# [Work task]
Every entry that follows should be written out again exactly.

Collected data
☆ ☆ ☆ ☆ ☆ ☆ ☆
PR #1400, opened 2025-01-22
Linuxarm64

tsteven4:
Add CI job to build and test on Linux arm64.

This ran into rounding errors in our regression tests with the igc format and valgrind.  The tests all passed without valgrind, but many of the igc tests failed reference comparisons when run under valgrind.  This failures occur on arm64 with valgrind 3.22.0 and 3.23.0.  They do not occur with valgrind 3.24.0.  See https://bugs.launchpad.net/ubuntu/+source/valgrind/+bug/2095501

To work around this I created a ppa with valgrind 3.24.0: https://launchpad.net/~tsteven4/+archive/ubuntu/valgrind-backports

### DIFF
--- a/.github/workflows/macos.yml
+++ b/.github/workflows/macos.yml
@@ -92,9 +92,8 @@ jobs:
         brew install ninja
         brew install docbook docbook-xsl fop gnu-sed
         # brew install is taking forever on macos-11, skip jing-trang and all it's dependencies.
-        if [ "${{ matrix.os }}" != "macos-11" ]; then
-          brew install jing-trang
-        fi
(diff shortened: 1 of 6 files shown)


robertlipe:
What a tough adventure. Thanx for solving a murder mystery where the
detective was the murderer.

I know we sometimes get into legit edge cases where printf, <<, to_chars,
and such round in different allowable ways, but I'm always surprised at
what we get away with out in those sub-mm bits where we get exact matches
regardless if our double math is done on a 64 or 80 bit  number and all the
different CPU types that we've been on on through the years. For example, I
never expected to just byte-swap a Dragonball double and have it
numerically preserveded on a contemporary system, but we've done
effectively that for quite some time now.

PR #1406, opened 2025-01-26
Remove penultimate call to xstrdup in project from mtk.

robertlipe:


tsteven4:
It's actually the antepenultimate call, don't forget jeeps/gpsusbcommon.cc

robertlipe:
> It's actually the antepenultimate call, don't forget jeeps/gpsusbcommon.cc

Busted.

That last call is in a pretty awkward place. I'm not sure that anyone but me has ever executed that code anyway, and it's deep in chain that leaks anyway, but it's a device path, so it doesn't make sense to care. So I may not fix that one "well." It's pretty clear we can soon remove xstrdup to remove it from temptation's path.

We're down to a single caller of xfopen, so maybe we just move it into gbfile. xrealloc and xcalloc are also only used there and could probably turn into a QByteArray pretty easily.

About our biggest use of xfoo any longer is, unsurprisingly, xmalloc and it tends to be in formats that we try not to touch.

Looking at xstrtoi(), I just don't know what we were thinking. Nothing looks for ERANGE. That can probably turn into std::fromChars() with only a dash of thinking about boundary cases.

It's mostly busy work that brings only risk and little value but gives us some closure to a decade of whittling these down.

tsteven4:
xstrtoi was my extension of strtol/strtoll for the integer type.  I was probably motivated by some tool complaining about loss of precision with strtol.

tsteven4:
xstrtoi was used much more extensively before I refactored format/filter option handling.  Those uses have been consolidated in parse_integer which uses stoi.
☆ ☆ ☆ ☆ ☆ ☆ ☆
# [Solution]
PR #1400, opened 2025-01-22
Linuxarm64

tsteven4:
Add CI job to build and test on Linux arm64.

This ran into rounding errors in our regression tests with the igc format and valgrind.  The tests all passed without valgrind, but many of the igc tests failed reference comparisons when run under valgrind.  This failures occur on arm64 with valgrind 3.22.0 and 3.23.0.  They do not occur with valgrind 3.24.0.  See https://bugs.launchpad.net/ubuntu/+source/valgrind/+bug/2095501

To work around this I created a ppa with valgrind 3.24.0: https://launchpad.net/~tsteven4/+archive/ubuntu/valgrind-backports

### DIFF
--- a/.github/workflows/macos.yml
+++ b/.github/workflows/macos.yml
@@ -92,9 +92,8 @@ jobs:
         brew install ninja
         brew install docbook docbook-xsl fop gnu-sed
         # brew install is taking forever on macos-11, skip jing-trang and all it's dependencies.
-        if [ "${{ matrix.os }}" != "macos-11" ]; then
-          brew install jing-trang
-        fi
(diff shortened: 1 of 6 files shown)


robertlipe:
What a tough adventure. Thanx for solving a murder mystery where the
detective was the murderer.

I know we sometimes get into legit edge cases where printf, <<, to_chars,
and such round in different allowable ways, but I'm always surprised at
what we get away with out in those sub-mm bits where we get exact matches
regardless if our double math is done on a 64 or 80 bit  number and all the
different CPU types that we've been on on through the years. For example, I
never expected to just byte-swap a Dragonball double and have it
numerically preserveded on a contemporary system, but we've done
effectively that for quite some time now.

PR #1406, opened 2025-01-26
Remove penultimate call to xstrdup in project from mtk.

robertlipe:


tsteven4:
It's actually the antepenultimate call, don't forget jeeps/gpsusbcommon.cc

robertlipe:
> It's actually the antepenultimate call, don't forget jeeps/gpsusbcommon.cc

Busted.

That last call is in a pretty awkward place. I'm not sure that anyone but me has ever executed that code anyway, and it's deep in chain that leaks anyway, but it's a device path, so it doesn't make sense to care. So I may not fix that one "well." It's pretty clear we can soon remove xstrdup to remove it from temptation's path.

We're down to a single caller of xfopen, so maybe we just move it into gbfile. xrealloc and xcalloc are also only used there and could probably turn into a QByteArray pretty easily.

About our biggest use of xfoo any longer is, unsurprisingly, xmalloc and it tends to be in formats that we try not to touch.

Looking at xstrtoi(), I just don't know what we were thinking. Nothing looks for ERANGE. That can probably turn into std::fromChars() with only a dash of thinking about boundary cases.

It's mostly busy work that brings only risk and little value but gives us some closure to a decade of whittling these down.

tsteven4:
xstrtoi was my extension of strtol/strtoll for the integer type.  I was probably motivated by some tool complaining about loss of precision with strtol.

tsteven4:
xstrtoi was used much more extensively before I refactored format/filter option handling.  Those uses have been consolidated in parse_integer which uses stoi.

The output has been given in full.